Collected data
—————
PR #17866, opened 2025-09-15
Fixed #14744 and #17808 - Added CJK and Arabic font support for asset acceptance

snipe:
This is a rework of my first attempt (rebase was messy so I just started again). Right now only the acceptance PDFs are generated, but I'm going to see if I can use these new detection methods in the labels as well. 

As mentioned in some of the other issues, this was particularly tricky since the user in question had *mixed* English and Arabic, which domPDF just does not handle properly. 

The end result is that instead of using the acceptance HTML template, we have to manually create the PDF in the controller itself, which I mostly hate, but I don't see another way around it. 

Example text:

```
### Hello! This is a EULA!

Hi, At last Problem of Persian PDF Solved completely. This is an example for it.
Problem of "jeh" letter in some word like "ویژه" (=special) fix too.

The joining of laa and alf letter fix now.
Special thanks to "Nicola Asuni" and "Mohamad Ali Golkar" for Persian support.

سلام بالاخره مشکل PDF فارسی به طور کامل حل شد. اینم یک نمونش.
مشکل حرف \"ژ\" در بعضی کلمات مانند کلمه ویژه نیز بر طرف شد.<br />نگارش حروف لام و الف پشت سر هم نیز تصحیح شد.
با تشکر از  "Asuni Nicola" و محمد علی گل کار برای پشتیبانی زبان فارسی

וָאֵרֶא כְּעֵין חַשְׁמַל כְּמַרְאֵה־אֵשׁ בֵּית־לָהּ סָבִיב מִמַּרְאֵה מָתְנָיו וּלְמָעְלָה

한국어

- here
- is 
- some
- more
- markdown

床前明月光

疑是地上霜

举头望明月

低头思故乡

卧槽 （ wǒ cáo）the third tone , and the second tone : it means " what???" " whats it ??"

Здравствуйте! Меня зовут Маша. Мне восемнадцать лет. Я живу в России. Я из города Липецк. Липецк находится в четырехстах километрах к югу от Москвы. Но по Российским меркам это не очень большое расстояние. Я окончила школу, когда мне было 16 лет, хотя в России большинство учеников выпускаются из школы в семнадцать. Это потому, что мой день рождения приходится на первую часть учебного года. Он в декабре. Но мне всегда нравилось быть младшей ученицей в классе. Не знаю почему. В школе я начала учить английский. На сегодняшний день я изучаю английский уже более десяти лет.
```

[...]

PR #17877, opened 2025-09-16
Fixed CJK on labels

snipe:
This builds onto #17866, but applies the same additions to labels. I've tested several label templates and they all seem to work.

(Tests are failing, but for a different reason.)

Screenshot 2025-09-16 at 12 07 32 PM
Screenshot 2025-09-16 at 12 09 19 PM
Screenshot 2025-09-16 at 12 09 48 PM


snipe:
One scenario this *doesn't* cover is if the fieldname is in a different language but the value is in english. (I still feel like this is overall an improvement, but I'll see if I can't figure that part out too. 

Screenshot 2025-09-16 at 12 40 58 PM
—————
### WHAT THE TASK ASKS
From the line holding "As mentioned in" to the line holding "Screenshot 2025-09-16 at 12 09 19 PM", inclusive, restate each line above exactly as written.

### RESULT OF THIS EXERCISE
As mentioned in some of the other issues, this was particularly tricky since the user in question had *mixed* English and Arabic, which domPDF just does not handle properly. 

The end result is that instead of using the acceptance HTML template, we have to manually create the PDF in the controller itself, which I mostly hate, but I don't see another way around it. 

Example text:

```
### Hello! This is a EULA!

Hi, At last Problem of Persian PDF Solved completely. This is an example for it.
Problem of "jeh" letter in some word like "ویژه" (=special) fix too.

The joining of laa and alf letter fix now.
Special thanks to "Nicola Asuni" and "Mohamad Ali Golkar" for Persian support.

سلام بالاخره مشکل PDF فارسی به طور کامل حل شد. اینم یک نمونش.
مشکل حرف \"ژ\" در بعضی کلمات مانند کلمه ویژه نیز بر طرف شد.<br />نگارش حروف لام و الف پشت سر هم نیز تصحیح شد.
با تشکر از  "Asuni Nicola" و محمد علی گل کار برای پشتیبانی زبان فارسی

וָאֵרֶא כְּעֵין חַשְׁמַל כְּמַרְאֵה־אֵשׁ בֵּית־לָהּ סָבִיב מִמַּרְאֵה מָתְנָיו וּלְמָעְלָה

한국어

- here
- is 
- some
- more
- markdown

床前明月光

疑是地上霜

举头望明月

低头思故乡

卧槽 （ wǒ cáo）the third tone , and the second tone : it means " what???" " whats it ??"

Здравствуйте! Меня зовут Маша. Мне восемнадцать лет. Я живу в России. Я из города Липецк. Липецк находится в четырехстах километрах к югу от Москвы. Но по Российским меркам это не очень большое расстояние. Я окончила школу, когда мне было 16 лет, хотя в России большинство учеников выпускаются из школы в семнадцать. Это потому, что мой день рождения приходится на первую часть учебного года. Он в декабре. Но мне всегда нравилось быть младшей ученицей в классе. Не знаю почему. В школе я начала учить английский. На сегодняшний день я изучаю английский уже более десяти лет.
```

[...]

PR #17877, opened 2025-09-16
Fixed CJK on labels

snipe:
This builds onto #17866, but applies the same additions to labels. I've tested several label templates and they all seem to work.

(Tests are failing, but for a different reason.)

Screenshot 2025-09-16 at 12 07 32 PM
Screenshot 2025-09-16 at 12 09 19 PM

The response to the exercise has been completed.